Collected data —
++++++++

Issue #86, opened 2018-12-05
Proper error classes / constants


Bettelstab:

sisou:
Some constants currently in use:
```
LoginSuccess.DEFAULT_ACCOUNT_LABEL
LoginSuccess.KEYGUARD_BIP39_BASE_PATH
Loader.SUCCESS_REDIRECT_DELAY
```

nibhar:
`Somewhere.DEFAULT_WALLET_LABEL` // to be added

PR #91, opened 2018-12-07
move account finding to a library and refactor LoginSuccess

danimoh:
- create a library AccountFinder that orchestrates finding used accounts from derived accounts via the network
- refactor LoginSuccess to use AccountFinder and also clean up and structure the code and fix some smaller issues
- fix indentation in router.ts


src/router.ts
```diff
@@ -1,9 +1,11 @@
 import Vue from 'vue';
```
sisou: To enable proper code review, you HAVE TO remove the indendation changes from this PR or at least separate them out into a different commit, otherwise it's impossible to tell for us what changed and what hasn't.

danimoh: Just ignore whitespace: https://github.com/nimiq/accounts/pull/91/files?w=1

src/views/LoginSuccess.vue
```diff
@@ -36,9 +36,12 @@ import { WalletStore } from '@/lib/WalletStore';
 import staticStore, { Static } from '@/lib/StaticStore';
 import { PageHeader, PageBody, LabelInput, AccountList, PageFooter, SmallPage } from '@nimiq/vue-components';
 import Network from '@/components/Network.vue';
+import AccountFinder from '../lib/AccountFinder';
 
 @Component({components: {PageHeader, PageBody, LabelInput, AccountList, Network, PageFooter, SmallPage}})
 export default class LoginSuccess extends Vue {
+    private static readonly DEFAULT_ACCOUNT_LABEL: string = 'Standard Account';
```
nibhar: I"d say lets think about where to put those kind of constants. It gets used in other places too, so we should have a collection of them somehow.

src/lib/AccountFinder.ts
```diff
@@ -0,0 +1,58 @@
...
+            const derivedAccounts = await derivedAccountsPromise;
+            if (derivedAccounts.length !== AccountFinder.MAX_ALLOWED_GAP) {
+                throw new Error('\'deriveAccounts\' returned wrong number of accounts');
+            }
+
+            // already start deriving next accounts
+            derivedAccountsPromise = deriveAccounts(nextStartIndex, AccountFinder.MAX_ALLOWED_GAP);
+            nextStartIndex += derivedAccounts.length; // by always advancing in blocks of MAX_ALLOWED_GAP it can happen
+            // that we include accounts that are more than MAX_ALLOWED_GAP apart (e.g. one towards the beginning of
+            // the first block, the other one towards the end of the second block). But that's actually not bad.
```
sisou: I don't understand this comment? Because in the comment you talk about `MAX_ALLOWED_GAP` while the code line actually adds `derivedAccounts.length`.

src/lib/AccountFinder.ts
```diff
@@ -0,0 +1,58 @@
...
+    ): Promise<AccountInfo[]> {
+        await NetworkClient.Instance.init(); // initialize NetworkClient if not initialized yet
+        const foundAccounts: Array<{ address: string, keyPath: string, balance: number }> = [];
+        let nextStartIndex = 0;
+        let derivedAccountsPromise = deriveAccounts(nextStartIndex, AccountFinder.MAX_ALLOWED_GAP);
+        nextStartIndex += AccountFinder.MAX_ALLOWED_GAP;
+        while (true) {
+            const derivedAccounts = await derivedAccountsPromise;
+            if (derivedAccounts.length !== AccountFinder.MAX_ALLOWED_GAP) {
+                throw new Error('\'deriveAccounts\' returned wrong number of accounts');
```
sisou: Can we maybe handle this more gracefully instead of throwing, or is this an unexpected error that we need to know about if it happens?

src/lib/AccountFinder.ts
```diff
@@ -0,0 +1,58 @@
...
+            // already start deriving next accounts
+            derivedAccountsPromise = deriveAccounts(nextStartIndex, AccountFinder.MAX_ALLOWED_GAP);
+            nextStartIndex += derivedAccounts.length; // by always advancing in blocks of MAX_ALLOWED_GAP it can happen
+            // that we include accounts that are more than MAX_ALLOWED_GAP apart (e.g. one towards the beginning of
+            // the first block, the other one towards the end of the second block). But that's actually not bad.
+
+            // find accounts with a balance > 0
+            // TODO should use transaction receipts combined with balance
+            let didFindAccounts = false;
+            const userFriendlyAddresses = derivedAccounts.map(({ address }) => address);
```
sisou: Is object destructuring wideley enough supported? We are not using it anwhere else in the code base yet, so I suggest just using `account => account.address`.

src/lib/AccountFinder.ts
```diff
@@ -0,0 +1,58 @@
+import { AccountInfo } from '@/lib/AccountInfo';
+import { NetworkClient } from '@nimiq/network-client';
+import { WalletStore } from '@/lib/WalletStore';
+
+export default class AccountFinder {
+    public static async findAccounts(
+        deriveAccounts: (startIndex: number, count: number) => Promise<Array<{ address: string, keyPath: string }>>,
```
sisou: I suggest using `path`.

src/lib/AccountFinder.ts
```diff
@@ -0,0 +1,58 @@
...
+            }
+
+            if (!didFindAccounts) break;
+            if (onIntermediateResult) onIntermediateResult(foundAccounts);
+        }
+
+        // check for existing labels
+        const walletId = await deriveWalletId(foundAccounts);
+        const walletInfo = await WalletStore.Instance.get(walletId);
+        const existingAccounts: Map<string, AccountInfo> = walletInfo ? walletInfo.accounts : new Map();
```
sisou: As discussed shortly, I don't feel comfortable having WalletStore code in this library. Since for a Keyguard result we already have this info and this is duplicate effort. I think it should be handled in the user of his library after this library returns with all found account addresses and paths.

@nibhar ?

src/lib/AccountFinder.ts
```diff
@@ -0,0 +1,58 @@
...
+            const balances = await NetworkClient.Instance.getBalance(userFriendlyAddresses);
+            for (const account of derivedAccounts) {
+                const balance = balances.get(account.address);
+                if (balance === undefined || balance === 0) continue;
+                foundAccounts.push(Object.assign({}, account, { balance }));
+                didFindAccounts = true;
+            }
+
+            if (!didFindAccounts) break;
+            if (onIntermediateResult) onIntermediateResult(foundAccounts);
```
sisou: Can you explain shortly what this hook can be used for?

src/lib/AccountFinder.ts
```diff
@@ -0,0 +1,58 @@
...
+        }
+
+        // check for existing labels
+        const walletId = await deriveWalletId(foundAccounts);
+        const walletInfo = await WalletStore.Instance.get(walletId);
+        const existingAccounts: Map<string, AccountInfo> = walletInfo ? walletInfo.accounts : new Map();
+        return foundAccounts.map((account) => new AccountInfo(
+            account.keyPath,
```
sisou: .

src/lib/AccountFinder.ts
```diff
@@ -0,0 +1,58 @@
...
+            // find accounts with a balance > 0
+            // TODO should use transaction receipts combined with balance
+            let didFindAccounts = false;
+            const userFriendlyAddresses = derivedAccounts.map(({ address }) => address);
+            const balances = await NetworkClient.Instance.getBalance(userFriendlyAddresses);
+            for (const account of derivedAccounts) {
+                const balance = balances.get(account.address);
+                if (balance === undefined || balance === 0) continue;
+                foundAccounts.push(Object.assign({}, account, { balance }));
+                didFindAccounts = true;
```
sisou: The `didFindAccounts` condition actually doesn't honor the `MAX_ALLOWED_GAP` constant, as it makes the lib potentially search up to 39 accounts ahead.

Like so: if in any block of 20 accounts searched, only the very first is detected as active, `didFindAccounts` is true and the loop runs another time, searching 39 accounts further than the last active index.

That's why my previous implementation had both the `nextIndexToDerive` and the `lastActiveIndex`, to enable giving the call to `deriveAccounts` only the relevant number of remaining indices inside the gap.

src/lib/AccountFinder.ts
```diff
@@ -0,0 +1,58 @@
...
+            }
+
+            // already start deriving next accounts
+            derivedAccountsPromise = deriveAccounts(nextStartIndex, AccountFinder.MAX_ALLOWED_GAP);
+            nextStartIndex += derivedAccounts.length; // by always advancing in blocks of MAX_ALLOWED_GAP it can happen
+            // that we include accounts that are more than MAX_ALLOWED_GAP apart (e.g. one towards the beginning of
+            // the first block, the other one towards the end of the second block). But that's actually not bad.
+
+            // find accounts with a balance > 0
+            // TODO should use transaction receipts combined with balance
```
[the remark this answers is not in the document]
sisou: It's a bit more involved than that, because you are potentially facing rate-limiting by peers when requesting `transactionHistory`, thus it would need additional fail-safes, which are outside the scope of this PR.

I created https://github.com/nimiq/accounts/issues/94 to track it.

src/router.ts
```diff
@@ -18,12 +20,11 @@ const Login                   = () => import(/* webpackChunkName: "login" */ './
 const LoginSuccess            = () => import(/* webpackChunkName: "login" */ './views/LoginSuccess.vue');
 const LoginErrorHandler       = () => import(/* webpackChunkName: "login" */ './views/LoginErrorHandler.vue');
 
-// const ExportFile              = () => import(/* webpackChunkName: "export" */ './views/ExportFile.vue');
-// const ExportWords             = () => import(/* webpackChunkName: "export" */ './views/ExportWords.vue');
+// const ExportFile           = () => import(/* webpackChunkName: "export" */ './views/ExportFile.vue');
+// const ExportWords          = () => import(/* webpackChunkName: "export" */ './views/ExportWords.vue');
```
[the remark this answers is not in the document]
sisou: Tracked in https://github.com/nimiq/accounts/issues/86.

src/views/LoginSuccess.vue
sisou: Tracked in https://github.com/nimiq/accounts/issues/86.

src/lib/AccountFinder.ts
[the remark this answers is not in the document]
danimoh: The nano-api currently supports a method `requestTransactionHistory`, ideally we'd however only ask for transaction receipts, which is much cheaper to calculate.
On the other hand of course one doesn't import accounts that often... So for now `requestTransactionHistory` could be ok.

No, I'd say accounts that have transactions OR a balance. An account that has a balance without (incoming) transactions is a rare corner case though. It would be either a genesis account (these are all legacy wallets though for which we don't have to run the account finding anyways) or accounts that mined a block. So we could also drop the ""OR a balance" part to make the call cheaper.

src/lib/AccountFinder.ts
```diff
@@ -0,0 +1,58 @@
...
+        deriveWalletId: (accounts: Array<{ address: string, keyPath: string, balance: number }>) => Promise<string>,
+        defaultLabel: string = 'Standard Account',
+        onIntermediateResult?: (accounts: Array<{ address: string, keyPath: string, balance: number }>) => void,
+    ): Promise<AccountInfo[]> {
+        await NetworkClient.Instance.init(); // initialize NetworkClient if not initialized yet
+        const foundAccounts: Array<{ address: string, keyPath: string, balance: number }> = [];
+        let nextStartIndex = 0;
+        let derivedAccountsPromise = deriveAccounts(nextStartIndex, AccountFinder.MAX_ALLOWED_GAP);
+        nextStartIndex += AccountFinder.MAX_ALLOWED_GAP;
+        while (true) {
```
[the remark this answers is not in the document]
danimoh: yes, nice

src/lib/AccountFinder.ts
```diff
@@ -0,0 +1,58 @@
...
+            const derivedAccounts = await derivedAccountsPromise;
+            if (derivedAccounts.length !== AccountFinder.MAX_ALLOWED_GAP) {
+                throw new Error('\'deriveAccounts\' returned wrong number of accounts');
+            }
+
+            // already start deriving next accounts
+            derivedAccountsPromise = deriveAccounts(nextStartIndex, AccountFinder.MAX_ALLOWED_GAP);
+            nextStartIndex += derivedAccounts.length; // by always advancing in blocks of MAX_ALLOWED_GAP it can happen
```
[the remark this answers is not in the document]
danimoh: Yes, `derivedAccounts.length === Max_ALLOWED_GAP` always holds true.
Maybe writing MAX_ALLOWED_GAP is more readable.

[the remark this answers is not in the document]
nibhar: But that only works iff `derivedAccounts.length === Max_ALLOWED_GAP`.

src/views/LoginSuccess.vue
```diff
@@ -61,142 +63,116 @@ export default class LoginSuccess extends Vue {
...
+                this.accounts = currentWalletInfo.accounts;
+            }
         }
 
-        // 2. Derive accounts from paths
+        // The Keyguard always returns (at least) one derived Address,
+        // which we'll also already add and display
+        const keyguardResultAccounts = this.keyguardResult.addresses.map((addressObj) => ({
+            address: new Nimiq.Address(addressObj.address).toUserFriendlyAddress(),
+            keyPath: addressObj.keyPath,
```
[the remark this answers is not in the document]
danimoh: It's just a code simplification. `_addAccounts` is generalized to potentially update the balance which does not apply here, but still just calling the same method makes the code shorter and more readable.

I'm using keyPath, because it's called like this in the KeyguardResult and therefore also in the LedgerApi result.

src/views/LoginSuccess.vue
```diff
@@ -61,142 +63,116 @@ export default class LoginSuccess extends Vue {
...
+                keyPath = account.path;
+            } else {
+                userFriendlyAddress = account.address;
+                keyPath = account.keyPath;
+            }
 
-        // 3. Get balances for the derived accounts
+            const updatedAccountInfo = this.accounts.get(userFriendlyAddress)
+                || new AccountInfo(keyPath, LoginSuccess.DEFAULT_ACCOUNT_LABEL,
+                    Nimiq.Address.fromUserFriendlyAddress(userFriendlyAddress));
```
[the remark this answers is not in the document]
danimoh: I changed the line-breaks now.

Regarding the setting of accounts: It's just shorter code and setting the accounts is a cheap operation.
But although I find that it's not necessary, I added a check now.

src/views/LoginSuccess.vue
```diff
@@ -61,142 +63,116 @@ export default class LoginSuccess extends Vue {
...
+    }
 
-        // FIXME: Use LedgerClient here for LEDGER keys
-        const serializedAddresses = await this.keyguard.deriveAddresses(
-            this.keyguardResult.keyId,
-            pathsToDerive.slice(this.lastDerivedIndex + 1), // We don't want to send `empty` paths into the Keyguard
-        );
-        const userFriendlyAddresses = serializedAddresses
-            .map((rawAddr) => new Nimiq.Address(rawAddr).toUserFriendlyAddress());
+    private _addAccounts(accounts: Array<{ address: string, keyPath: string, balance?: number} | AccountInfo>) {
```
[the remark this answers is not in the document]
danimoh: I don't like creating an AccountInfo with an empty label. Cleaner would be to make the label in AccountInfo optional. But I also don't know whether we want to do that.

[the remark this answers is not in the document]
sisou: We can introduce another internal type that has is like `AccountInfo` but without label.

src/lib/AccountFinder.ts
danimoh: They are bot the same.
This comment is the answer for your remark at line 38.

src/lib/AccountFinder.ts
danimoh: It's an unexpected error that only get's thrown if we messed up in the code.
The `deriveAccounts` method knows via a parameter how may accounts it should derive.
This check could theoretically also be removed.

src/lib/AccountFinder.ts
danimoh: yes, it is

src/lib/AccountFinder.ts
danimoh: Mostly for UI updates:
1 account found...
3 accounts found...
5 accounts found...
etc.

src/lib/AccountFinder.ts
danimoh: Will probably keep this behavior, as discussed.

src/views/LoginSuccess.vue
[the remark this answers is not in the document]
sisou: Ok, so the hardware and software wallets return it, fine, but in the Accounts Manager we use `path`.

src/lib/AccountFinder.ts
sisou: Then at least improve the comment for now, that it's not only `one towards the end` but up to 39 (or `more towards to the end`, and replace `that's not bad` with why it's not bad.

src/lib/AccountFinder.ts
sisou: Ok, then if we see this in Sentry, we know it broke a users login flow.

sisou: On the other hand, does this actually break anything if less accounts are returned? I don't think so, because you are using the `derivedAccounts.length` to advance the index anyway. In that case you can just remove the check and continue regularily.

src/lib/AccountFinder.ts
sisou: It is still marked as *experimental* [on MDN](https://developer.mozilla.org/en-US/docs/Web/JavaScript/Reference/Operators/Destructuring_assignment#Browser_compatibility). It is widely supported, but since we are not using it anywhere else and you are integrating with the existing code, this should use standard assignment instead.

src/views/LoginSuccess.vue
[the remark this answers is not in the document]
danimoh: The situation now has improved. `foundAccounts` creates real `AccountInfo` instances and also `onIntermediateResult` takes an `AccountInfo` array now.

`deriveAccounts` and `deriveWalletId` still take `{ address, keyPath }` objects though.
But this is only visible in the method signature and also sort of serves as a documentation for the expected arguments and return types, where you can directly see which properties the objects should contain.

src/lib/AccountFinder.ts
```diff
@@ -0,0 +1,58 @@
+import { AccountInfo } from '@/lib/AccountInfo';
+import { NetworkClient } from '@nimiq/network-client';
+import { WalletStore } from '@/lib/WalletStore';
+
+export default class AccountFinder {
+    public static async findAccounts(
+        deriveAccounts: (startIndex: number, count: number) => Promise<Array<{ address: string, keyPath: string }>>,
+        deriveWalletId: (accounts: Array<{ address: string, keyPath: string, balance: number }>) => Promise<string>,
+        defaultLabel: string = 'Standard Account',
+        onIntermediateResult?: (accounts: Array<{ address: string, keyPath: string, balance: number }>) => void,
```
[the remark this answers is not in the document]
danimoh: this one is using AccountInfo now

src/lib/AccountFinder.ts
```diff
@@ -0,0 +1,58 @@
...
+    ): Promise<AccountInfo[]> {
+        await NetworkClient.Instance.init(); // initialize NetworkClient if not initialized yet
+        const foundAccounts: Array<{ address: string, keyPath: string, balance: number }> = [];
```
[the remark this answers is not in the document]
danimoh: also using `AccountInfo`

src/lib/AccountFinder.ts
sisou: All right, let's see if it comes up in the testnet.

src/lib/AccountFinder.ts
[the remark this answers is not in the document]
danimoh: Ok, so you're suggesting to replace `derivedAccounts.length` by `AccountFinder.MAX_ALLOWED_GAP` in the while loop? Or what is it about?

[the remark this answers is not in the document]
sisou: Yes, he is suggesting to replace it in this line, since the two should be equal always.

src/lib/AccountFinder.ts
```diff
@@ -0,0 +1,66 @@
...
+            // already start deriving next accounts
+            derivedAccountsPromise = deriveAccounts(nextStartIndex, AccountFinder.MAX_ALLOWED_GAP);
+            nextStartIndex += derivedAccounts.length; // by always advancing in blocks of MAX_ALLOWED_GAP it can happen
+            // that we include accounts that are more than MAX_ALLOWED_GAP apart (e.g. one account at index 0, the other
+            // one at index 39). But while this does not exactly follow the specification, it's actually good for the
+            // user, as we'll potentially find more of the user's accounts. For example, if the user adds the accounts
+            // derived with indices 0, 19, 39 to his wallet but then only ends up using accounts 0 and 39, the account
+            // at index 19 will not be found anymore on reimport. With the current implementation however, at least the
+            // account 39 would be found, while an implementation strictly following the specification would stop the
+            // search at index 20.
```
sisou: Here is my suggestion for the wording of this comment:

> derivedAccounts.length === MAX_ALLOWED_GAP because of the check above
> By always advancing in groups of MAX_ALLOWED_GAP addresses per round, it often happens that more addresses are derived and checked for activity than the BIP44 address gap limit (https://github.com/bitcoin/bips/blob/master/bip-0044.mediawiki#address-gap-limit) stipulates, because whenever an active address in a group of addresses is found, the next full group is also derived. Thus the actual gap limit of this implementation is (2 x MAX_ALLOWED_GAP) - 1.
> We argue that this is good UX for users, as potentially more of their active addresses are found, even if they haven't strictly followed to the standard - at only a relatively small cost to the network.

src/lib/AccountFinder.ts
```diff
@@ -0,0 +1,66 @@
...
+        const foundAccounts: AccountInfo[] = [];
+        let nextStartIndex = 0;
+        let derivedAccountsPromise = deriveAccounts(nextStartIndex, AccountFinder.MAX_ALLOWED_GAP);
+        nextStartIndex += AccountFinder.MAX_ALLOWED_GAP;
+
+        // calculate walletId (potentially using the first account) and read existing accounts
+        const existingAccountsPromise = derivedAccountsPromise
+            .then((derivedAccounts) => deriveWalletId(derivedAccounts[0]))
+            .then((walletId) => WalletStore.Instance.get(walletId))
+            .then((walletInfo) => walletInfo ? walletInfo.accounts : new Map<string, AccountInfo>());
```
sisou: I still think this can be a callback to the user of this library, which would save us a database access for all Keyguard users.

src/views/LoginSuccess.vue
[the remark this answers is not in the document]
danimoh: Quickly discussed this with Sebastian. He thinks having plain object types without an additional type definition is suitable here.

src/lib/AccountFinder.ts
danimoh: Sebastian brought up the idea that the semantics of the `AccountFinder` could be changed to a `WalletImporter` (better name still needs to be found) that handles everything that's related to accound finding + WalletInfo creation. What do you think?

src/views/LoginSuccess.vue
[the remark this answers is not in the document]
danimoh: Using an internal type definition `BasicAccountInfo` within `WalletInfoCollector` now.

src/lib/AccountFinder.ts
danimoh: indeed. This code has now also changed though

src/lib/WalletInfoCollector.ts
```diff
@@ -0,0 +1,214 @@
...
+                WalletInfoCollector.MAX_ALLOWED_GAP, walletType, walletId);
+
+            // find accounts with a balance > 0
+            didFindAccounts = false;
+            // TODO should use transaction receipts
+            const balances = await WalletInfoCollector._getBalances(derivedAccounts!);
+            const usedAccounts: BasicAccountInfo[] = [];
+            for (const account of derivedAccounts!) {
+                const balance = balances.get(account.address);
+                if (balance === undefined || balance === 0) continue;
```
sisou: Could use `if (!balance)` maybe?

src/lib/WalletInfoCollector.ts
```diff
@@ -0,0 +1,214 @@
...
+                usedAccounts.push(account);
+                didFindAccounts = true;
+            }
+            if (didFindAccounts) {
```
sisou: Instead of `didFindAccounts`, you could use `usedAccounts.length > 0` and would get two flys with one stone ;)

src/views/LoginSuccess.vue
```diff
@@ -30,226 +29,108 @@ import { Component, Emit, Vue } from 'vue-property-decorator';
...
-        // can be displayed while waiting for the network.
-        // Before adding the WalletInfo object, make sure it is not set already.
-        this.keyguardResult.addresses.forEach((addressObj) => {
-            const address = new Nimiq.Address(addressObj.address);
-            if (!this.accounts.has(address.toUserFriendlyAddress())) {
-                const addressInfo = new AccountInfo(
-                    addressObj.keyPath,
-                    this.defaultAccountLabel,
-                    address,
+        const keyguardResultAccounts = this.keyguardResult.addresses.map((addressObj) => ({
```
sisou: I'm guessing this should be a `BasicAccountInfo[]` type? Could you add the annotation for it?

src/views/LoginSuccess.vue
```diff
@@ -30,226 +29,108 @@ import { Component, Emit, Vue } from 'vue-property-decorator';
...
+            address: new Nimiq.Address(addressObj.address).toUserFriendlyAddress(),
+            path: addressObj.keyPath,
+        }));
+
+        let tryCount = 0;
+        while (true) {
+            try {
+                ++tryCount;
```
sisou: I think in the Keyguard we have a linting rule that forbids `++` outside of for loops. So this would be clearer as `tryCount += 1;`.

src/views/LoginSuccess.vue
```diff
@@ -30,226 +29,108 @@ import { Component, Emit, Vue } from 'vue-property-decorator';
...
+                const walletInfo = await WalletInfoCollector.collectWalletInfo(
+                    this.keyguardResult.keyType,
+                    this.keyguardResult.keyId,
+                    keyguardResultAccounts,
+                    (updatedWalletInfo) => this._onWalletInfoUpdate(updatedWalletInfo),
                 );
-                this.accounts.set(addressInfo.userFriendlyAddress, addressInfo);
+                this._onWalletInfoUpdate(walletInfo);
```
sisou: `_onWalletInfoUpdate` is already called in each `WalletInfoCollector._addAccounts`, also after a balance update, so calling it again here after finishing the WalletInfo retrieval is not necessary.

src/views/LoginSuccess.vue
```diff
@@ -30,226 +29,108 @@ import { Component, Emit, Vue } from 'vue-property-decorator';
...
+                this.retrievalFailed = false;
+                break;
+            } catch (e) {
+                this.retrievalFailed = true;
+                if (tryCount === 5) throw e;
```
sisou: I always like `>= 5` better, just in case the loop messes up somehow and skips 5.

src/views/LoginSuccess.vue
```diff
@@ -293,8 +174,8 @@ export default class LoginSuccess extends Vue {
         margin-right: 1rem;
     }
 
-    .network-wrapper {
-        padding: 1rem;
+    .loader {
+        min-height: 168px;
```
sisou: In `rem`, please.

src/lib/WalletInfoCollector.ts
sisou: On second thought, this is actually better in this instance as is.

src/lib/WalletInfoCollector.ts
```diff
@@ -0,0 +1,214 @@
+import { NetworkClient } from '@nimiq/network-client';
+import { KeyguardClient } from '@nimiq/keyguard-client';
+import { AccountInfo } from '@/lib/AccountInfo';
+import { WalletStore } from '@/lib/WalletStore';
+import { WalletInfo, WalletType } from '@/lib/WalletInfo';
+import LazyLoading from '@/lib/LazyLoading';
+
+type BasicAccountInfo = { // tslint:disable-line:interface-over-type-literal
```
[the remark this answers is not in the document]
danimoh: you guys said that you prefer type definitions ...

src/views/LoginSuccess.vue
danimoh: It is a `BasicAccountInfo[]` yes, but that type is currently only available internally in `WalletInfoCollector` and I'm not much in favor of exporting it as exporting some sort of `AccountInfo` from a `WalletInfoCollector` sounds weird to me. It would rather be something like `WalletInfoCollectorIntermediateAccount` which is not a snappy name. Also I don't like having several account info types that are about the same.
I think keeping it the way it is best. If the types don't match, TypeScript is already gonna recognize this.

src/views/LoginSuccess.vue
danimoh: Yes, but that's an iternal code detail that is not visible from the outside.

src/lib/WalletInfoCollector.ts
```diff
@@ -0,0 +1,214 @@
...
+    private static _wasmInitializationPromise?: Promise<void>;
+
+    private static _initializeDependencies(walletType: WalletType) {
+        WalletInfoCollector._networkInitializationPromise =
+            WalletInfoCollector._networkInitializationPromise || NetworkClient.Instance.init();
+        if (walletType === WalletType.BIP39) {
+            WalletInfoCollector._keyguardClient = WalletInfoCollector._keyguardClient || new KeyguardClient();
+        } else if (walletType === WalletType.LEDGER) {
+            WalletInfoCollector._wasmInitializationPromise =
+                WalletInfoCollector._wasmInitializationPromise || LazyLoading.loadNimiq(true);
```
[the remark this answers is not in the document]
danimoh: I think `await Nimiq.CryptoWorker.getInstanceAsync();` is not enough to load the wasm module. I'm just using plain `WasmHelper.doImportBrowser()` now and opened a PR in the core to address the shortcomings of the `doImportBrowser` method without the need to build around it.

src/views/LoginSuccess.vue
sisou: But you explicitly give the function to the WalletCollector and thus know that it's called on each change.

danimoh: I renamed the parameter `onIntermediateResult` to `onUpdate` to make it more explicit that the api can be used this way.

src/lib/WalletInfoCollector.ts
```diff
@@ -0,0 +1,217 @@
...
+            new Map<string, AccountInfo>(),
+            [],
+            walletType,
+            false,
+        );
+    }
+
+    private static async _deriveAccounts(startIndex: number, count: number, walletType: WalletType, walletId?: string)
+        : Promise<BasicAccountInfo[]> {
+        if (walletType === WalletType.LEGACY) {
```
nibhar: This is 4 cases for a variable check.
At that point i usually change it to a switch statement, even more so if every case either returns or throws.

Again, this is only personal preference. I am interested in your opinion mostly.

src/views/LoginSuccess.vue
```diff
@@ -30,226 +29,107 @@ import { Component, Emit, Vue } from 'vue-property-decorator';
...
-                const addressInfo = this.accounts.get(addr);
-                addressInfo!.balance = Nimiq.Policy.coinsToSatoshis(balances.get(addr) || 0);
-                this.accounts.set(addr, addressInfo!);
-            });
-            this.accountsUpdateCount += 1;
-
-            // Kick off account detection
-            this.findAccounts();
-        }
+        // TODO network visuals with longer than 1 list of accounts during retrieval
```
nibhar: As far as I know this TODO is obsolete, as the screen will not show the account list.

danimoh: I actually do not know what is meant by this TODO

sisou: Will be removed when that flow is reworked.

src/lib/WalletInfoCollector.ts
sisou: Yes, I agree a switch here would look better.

++++++++

AIM OF THE TASK — Across the records above, return every line that contains the word "better".

COMPLETED TASK —
danimoh: Sebastian brought up the idea that the semantics of the `AccountFinder` could be changed to a `WalletImporter` (better name still needs to be found) that handles everything that's related to accound finding + WalletInfo creation. What do you think?
sisou: I always like `>= 5` better, just in case the loop messes up somehow and skips 5.
sisou: On second thought, this is actually better in this instance as is.
sisou: Yes, I agree a switch here would look better.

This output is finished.